[To do]:
Search the records below for "Internet"; copy each line that has it.

[Dataset content]:
PR #492, opened 2020-10-28
Preview adjust

70ray:
This does the check for invalid characters before entering preview and removes the check for tab character in preview.

Also improves layout of the configuration panel so the color selection is less confusing (at least to me) and the other options have a more uniform style. The changes made the indenting of the html wrong so I re-indented it all. This makes it seem much more different than it really is. It perhaps would be better to remove all the html indenting.

Can be seen in sandbox https://www.pgdp.org/~rp31/c.branch/preview_adjust

### DIFF
--- a/scripts/text_validator.js
+++ b/scripts/text_validator.js
@@ -46,6 +46,10 @@ $(function () {
     }
 
     function _validateText() {
+        // IE HACK - xregexp causes problems in IE11, return true if IE
+        if(document.documentMode) {
+            return true;
+        }
         var text = textArea.value;
         // IE HACK - IE11 does not support string normalization
         if(String.prototype.normalize) {
--- a/scripts/text_validator.js
+++ b/scripts/text_validator.js
@@ -46,10 +46,6 @@ $(function () {
     }
 
     function _validateText() {
-        // IE HACK - xregexp causes problems in IE11, return true if IE
-        if(document.documentMode) {
-            return true;
-        }
         var text = textArea.value;
         // IE HACK - IE11 does not support string normalization
         if(String.prototype.normalize) {
--- a/SETUP/tests/jsTests/characterValidation.js
+++ b/SETUP/tests/jsTests/characterValidation.js
@@ -51,7 +51,6 @@ QUnit.module("Character validation test", function() {
     // (which IE doesn't do) in regex constructor in character_test.js
     /* QUnit.test("Astral plane", function (assert) {
         validCharRegex = makeValidCharRegex("^(?:[\n\r 𓀀-𓀂])$");
-        validCharRegex = makeValidCharRegex("[\n\r 𓀀𓀁𓀂]");
         assert.strictEqual(testText("𓀀"), true);
         assert.strictEqual(testText("\u{13000}"), true);
         assert.strictEqual(testText("𓀂"), true);
--- a/SETUP/tests/jsTests/formatPreviewTests.js
+++ b/SETUP/tests/jsTests/formatPreviewTests.js
@@ -112,12 +112,6 @@ QUnit.module("Format preview test", function() {
         noIssueTest(assert);
     });
 
-    QUnit.test("tabulate character", function (assert) {
-        text = "ab\tcd";
-        issArray = analyse(text, configuration);
-        issueTest(assert, 0, 2, 1, "tabChar", 1);
-    });
-
     QUnit.test("character before footnote", function (assert) {
         text = "xy[1]\n\nz[Footnote 1: ab]";
         issArray = analyse(text, configuration);
--- a/tools/proofers/preview.inc
+++ b/tools/proofers/preview.inc
@@ -2,18 +2,6 @@
 $relPath="./../../pinc/";
 include_once($relPath.'misc.inc');
 
-function get_style_strings()
-{
-    return array(
-        "plain" => _("Plain text"),
-        "italic" => _("Italic"),
-        "bold" => _("Bold"),
-        "gesperrt" => _("Gesperrt"),
-        "small_caps" => _("Small caps"),
-        "font_change" => _("Font change"),
-    );
-}
-
 function get_preview_messages()
 {
     return array(
@@ -62,13 +50,32 @@ function get_preview_js_vars()
 {
     $superscript = _("superscript");
     $subscript = _("subscript");
-    $styles = get_style_strings();
 
-    $demo_string = javascript_safe("{$styles['plain']} _{{$subscript}} <i>{$styles['italic']}</i> ^{{$superscript}} <b>{$styles['bold']}</b> <g>{$styles['gesperrt']}</g> <sc>{$styles['small_caps']}</sc> <f>{$styles['font_change']}</f>");
-    $ie_warn = javascript_safe(_("This function is not available for Internet Explorer versions less than 9"));
+    $tag_names = [
+        "t" => _("Plain text"),
+        "i" => _("Italic"),
+        "b" => _("Bold"),
+        "g" => _("Gesperrt"),
+        "sc" => _("Small caps"),
+        "f" => _("Font change"),
+        "etc" => _("Other tags"),
+        "err" => _("Issues"),
+        "hlt" => _("Poss. Issues")
+    ];
+
+    $demo_string = "{$tag_names['t']} _{{$subscript}} <i>{$tag_names['i']}</i> ^{{$superscript}} <b>{$tag_names['b']}</b> <g>{$tag_names['g']}</g> <sc>{$tag_names['sc']}</sc> <f>{$tag_names['f']}</f>";
+
+    $preview_strings = json_encode([
+        "background" => _("Background"),
+        "text" => _("Text"),
+        "previewDemo" => $demo_string,
+        "ieWarn" => _("This function is not available for Internet Explorer versions less than 9"),
+    ]);
+
     $preview_msg = json_encode(get_preview_messages());
+    $tag_names = json_encode($tag_names);
 
-    return "var previewMessages = $preview_msg; var previewDemo = '$demo_string'; var ieWarn = '$ie_warn';";
+    return "var previewMessages = $preview_msg; var tagNames = $tag_names; var previewStrings = $preview_strings; ";
 }
 
 function output_preview_div()
@@ -93,7 +100,6 @@ function output_preview_div()
     $issues = html_safe(_("Issues"));
     $poss_iss = html_safe(_("Poss. Issues"));
     $other_tags = html_safe(_("Other tags"));
-    $background = html_safe(_("Background"));
     $allow_underine = html_safe(_("Allow <u> for underline"));
     $math_preview = html_safe(_("Preview Math"));
     $suppress_warnings = html_safe(_('Suppress warnings'));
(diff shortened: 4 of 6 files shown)


cpeel:
> The changes made the indenting of the html wrong so I re-indented it all. This makes it seem much more different than it really is. It perhaps would be better to remove all the html indenting.

Viewing the diff by hiding whitespace helps when reviewing this.

cpeel:
I think the change to move the "Choose colors" label makes that control more confusing, not less confusing, because now the color selection spans two disparate fieldsets. Using a radio button to change a selection to select the color for that selection is not a standard widget and what make this interface unintuitive to me.

What might be better is removing the radio buttons entirely and just showing the colors for all of the items on one screen in a table format.
```
             Text    Default    Background   Default
Default     [color]               [color]
Italic      [color]    [x]        [color]      [ ]
Bold        [color]    [ ]        [color]      [x]
```

At least in Chrome, a disabled character selector doesn't look disabled which makes it also a bit confusing (i.e. "Why can't I click on the color? Oh, it's because default checkbox is checked"). Having the color selector hidden when default is checked would work if we have the default text and background color always shown on the screen though.

70ray:
That seems a reasonable idea. I'll try it.

70ray:
The failure doesn't seem to be related to this branch.

chrismiceli (approved):

70ray (commented):
Perhaps it would be better to construct the colour table in javascript so the construction and decoding of the 'id's were all in the same file.

cpeel:
> The failure doesn't seem to be related to this branch.

I don't know where it is, but its in the JS stuff. Maybe @chrismiceli can help find it?
```
> node ./SETUP/tests/jsUnit.js
382 assertions of 383 passed, 1 failed.
```

cpeel:
I think this UI is better, but I'm curious what @srjfoo thinks.

chrismiceli:
> > The failure doesn't seem to be related to this branch.
> 
> I don't know where it is, but its in the JS stuff. Maybe @chrismiceli can help find it?
> 
> ```
> > node ./SETUP/tests/jsUnit.js
> 382 assertions of 383 passed, 1 failed.
> ```

Looks like there is a tab character test that needs to be updated:
image

srjfoo:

[Solution below]:
-    $ie_warn = javascript_safe(_("This function is not available for Internet Explorer versions less than 9"));
+        "ieWarn" => _("This function is not available for Internet Explorer versions less than 9"),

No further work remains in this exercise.